While the pandemic seemed at first to threaten shortened supply chains as Muslim-majority countries like others looked to secure domestic food supplies, a recovering global economy as well as supportive government measures suggest the global Islamic economy will continue where it left off before the pandemic took hold.

The pandemic has been predicted to cause an 8% downturn in global Muslim spending in 2020 across the food, pharmaceutical, cosmetics, fashion, travel and media & recreation sectors. In 2019 this spending had totalled $2.02 trillion, up 3.2% from 2018.

However, each of these sectors, with the exception of travel, is forecast to return to pre-pandemic spending levels by the end of 2021. By 2024, the global Muslim spend is predicted to reach $2.4 trillion, representing a 5-year Cumulative Annual Growth Rate (CAGR) of 3.1%.

There are a number of reasons for the expected resumption of growth in the Islamic economy. The global Muslim population is expected to grow at twice the rate of the total population in the years to 2060, and this population regards religious practices as more important to their lives than do others.

Also, younger Muslims are like non-Muslims keenly aware of environmental, social and sustainability issues, which are primary concerns of Islamic finance, and will be more adept at taking up the numerous digital solutions now being made available.

On top of this, intra-OIC trade is growing. In 2018, intra-OIC trade as a share of the overall foreign trade of OIC member states rose 7%, and Islamic financing is playing a key role in facilitating this growth. Trade finance was already a global $12.3 trillion industry in 2016, and with Shariah-compliant trade finance accounting by then totalling just $186 billion, this left the potential for rapid growth.

The largest markets for Islamic trade finance in 2014 based on intra-OIC trade were the UAE, Turkey and Saudi Arabia. Intra-OIC trade volumes more than tripled from $271.45 billion in 2005 to $878 billion in 2015, and before the Covid pandemic struck had been projected to grow to $1.43 trillion in 2020.

The world’s biggest retail brands are starting to take notice of the global market in halal trade, and brands including Nestlé, Carrefour, Walmart and Marks & Spencer now provide halal products.

Also, many countries, including non-Muslim-majority nations, are taking active measures to grow their Islamic economies, particularly in Southeast Asia and the countries of the Middle East seeking to diversify their economies away from reliance on oil.

Indonesia, for example, has made halal certification mandatory for halal food products, while Saudi Arabia has begun introducing a halal regulatory system. The Pakistan Halal Authority will promote halal products both within Pakistan and abroad, Egypt has introduced a ‘Halal in Egypt’ mark for halal exports, while the Philippines has launched an official national halal logo.

Countries outside the OIC are beginning to partner with Islamic economies to tap into the growing halal market. Malaysia’s Halal Development Corporation has said 40 Japanese companies will participate in its Halal Integrated Platform and that it has also formed a partnership to expand Malaysia’s presence in India’s halal sector.

Elsewhere, Brazil has signed an MoU with the UAE to diversify its halal food offerings, and the Philippines and Indonesian governments have agreed to facilitate the export of Philippine halal products into Indonesia.  South Korea also plans to target the halal market, especially in Indonesia, by linking exports to the Korean K-Pop wave.

Despite all this, there remain challenges in expanding halal trade, particularly in standardizing regulations. Meat processors in Brazil, for example, have prioritized selling into China due to the difficulties of complying with differing halal certification standards in Malaysia, Indonesia, Egypt and the countries of the GCC.

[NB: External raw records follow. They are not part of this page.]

PR #1817, opened 2023-02-07
Forms framework docs

camertron:
### Description

Adds documentation in the form of Lookbook pages for the Primer forms framework 🎉 

### Integration

No

### Merge checklist

~- [ ] Added/updated tests~


lib/primer/yard/lookbook_pages_backend.rb
```diff
@@ -0,0 +1,194 @@
...
+      def page_id
+        @page_id ||= docs.short_name.dasherize.underscore.tap do |page_id|
+          page_id << "_input" unless page_id.end_with?("_input")
+        end
+      end
+
+      def generate
+        path = File.expand_path(
+          File.join(
+            *%w[.. .. .. demo test components docs forms inputs],
```
jonrohan, line 40: Should we unify these with the `previews/` folder? Just thinking about dotcom's lookbook grabbing that folder for displaying previews. Combining might allow us to serve these docs in dotcom as well

camertron: Oh yeah that's a great idea! When you say "unify," do you mean writing them to another directory at the same level as previews/ or _inside_ previews/?

jonrohan: Inside I think but separate from the actual previews. Like previews/pages/ ?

Member states of the Standards and Metrology Institute for Islamic Countries (SMIIC) have joined to draw up five new halal standards for the OIC, including one for food additives, and four related to conformity assessment. SMIIC is also developing Halal Quality Infrastructure standards to provide guidelines for strengthening the halal regulatory ecosystem.

Whatever the challenges, the projected growth in demand for halal products and the disruption caused by the Covid-19 pandemic present significant opportunities. For now, the main area of investment in the halal market will be in the halal food sector as most OIC countries are heavily dependent on food imports.